**Exercise description**
Determine how many lines of the material hold the word "blob", and answer with the number only.

··· Study material ···

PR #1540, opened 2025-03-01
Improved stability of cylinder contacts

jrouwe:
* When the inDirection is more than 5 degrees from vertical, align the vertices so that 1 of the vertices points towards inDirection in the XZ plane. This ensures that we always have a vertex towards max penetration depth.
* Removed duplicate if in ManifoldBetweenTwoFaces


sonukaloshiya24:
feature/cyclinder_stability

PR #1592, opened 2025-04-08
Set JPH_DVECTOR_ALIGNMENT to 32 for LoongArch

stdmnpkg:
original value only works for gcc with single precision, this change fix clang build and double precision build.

···
··· Study material ···

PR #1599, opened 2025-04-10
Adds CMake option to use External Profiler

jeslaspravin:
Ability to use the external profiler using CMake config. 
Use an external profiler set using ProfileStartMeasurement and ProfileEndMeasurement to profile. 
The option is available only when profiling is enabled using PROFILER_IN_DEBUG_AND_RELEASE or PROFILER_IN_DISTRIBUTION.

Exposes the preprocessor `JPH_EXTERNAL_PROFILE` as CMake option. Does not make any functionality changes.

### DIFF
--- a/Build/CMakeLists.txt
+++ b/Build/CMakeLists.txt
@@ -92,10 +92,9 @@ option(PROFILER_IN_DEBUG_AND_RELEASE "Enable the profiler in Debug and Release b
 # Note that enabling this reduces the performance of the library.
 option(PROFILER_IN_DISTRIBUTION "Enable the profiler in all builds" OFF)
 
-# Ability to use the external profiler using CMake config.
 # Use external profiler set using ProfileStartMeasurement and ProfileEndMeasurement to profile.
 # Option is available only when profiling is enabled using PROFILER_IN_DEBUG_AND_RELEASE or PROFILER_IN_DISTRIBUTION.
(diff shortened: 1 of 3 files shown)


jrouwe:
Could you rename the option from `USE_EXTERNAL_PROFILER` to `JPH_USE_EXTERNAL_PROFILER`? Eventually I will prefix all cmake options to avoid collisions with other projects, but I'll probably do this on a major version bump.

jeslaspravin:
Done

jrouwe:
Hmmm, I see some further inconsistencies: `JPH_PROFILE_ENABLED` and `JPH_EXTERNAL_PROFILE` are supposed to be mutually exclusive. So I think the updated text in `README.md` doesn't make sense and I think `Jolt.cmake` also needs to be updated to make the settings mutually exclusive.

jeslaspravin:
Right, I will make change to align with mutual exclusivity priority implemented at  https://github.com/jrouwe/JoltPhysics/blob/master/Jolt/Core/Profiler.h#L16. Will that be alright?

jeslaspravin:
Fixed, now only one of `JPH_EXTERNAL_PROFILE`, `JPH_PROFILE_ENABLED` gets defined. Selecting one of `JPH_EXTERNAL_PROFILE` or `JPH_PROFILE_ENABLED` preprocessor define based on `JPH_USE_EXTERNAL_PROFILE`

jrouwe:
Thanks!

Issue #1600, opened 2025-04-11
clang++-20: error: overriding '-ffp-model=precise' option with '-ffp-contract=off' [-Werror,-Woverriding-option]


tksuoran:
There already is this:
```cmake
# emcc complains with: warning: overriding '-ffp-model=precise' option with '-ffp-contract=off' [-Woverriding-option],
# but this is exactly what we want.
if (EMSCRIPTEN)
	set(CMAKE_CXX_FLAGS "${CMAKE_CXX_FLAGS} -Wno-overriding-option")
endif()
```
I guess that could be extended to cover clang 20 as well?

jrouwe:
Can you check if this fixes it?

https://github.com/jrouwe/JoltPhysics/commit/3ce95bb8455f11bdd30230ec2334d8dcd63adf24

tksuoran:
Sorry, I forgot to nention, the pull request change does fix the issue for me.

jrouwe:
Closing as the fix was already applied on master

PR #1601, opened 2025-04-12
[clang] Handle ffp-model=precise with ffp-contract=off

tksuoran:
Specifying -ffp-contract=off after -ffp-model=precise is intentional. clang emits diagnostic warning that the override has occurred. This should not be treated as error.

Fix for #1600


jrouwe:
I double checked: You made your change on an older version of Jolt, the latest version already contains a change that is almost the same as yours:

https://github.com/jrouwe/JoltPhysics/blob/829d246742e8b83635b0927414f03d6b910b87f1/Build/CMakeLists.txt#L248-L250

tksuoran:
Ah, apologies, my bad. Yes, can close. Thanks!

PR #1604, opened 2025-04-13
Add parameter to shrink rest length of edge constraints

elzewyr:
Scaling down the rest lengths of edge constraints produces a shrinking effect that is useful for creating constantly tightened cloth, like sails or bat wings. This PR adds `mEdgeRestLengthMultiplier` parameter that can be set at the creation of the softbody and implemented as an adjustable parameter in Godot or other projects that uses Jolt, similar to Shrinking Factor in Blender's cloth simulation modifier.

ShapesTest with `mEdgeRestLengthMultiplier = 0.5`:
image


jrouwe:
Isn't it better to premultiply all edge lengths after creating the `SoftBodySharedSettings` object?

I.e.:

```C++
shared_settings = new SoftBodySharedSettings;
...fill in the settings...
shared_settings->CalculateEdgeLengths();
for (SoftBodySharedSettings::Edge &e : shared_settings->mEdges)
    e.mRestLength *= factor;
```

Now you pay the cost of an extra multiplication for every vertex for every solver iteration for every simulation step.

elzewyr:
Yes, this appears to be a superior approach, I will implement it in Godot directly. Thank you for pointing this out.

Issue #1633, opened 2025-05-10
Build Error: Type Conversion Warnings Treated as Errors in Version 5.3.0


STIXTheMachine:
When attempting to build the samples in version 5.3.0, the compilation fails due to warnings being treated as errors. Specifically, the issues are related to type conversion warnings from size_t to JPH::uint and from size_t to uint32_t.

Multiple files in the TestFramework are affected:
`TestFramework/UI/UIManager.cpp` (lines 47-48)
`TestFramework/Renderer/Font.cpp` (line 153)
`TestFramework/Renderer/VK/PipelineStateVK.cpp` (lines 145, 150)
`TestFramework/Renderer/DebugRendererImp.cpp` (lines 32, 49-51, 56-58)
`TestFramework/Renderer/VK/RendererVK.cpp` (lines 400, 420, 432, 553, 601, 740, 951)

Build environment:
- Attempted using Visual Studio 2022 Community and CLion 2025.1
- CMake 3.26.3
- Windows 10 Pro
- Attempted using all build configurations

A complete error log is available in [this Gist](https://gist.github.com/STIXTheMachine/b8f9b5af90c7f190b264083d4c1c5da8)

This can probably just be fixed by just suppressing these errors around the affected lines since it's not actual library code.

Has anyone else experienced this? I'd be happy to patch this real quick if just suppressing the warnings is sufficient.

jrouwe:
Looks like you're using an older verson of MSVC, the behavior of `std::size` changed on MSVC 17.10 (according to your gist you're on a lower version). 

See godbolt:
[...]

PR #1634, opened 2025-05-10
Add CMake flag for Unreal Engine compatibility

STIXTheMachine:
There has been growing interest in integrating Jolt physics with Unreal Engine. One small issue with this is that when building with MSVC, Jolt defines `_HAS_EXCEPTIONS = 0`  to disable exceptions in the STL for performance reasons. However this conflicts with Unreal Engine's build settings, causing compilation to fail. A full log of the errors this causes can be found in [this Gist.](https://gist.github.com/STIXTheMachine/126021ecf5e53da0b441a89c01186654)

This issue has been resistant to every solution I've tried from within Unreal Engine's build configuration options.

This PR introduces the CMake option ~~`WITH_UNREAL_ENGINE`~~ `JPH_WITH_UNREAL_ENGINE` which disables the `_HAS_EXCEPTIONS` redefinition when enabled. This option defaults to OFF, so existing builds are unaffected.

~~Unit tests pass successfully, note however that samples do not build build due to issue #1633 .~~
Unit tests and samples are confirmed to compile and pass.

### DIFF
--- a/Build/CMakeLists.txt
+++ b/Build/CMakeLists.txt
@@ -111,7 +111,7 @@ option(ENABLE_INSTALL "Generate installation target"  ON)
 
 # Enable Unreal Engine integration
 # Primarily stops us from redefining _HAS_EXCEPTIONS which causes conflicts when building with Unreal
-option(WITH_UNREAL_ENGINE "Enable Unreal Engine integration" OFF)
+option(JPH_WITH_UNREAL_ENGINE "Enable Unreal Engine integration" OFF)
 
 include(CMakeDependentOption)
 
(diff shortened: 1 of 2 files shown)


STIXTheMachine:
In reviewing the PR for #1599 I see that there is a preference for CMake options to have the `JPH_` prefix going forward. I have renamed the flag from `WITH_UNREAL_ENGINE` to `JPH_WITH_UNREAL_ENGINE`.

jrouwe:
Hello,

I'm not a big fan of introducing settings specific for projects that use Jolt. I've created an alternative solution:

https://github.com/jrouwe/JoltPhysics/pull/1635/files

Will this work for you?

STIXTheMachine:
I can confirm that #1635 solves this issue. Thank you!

···
··· Study material ···

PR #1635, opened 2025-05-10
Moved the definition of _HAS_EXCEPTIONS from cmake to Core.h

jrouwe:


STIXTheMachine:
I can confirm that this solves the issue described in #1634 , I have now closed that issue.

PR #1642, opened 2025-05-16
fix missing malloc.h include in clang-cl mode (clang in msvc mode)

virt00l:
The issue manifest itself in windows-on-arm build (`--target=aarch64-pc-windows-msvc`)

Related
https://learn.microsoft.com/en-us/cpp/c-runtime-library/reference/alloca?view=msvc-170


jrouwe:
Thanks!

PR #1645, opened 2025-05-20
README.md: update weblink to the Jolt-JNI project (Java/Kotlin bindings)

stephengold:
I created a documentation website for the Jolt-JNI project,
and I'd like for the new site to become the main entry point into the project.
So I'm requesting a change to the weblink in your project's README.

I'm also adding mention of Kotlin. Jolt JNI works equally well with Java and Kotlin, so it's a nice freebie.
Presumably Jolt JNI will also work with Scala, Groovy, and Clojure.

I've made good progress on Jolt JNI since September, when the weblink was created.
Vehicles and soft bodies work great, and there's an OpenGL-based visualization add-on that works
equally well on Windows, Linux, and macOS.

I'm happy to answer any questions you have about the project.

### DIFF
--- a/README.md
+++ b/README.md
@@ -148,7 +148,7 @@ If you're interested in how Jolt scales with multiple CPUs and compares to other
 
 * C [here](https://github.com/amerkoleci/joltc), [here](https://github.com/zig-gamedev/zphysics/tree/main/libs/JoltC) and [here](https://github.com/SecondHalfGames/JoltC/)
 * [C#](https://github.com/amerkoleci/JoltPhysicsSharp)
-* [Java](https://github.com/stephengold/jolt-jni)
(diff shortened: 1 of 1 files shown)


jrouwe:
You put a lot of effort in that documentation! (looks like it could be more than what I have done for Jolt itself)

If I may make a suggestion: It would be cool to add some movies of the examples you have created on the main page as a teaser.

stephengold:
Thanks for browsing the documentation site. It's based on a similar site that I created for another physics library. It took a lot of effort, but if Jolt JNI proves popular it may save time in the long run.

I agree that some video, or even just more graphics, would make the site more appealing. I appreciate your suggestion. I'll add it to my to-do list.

···

**Task response**
2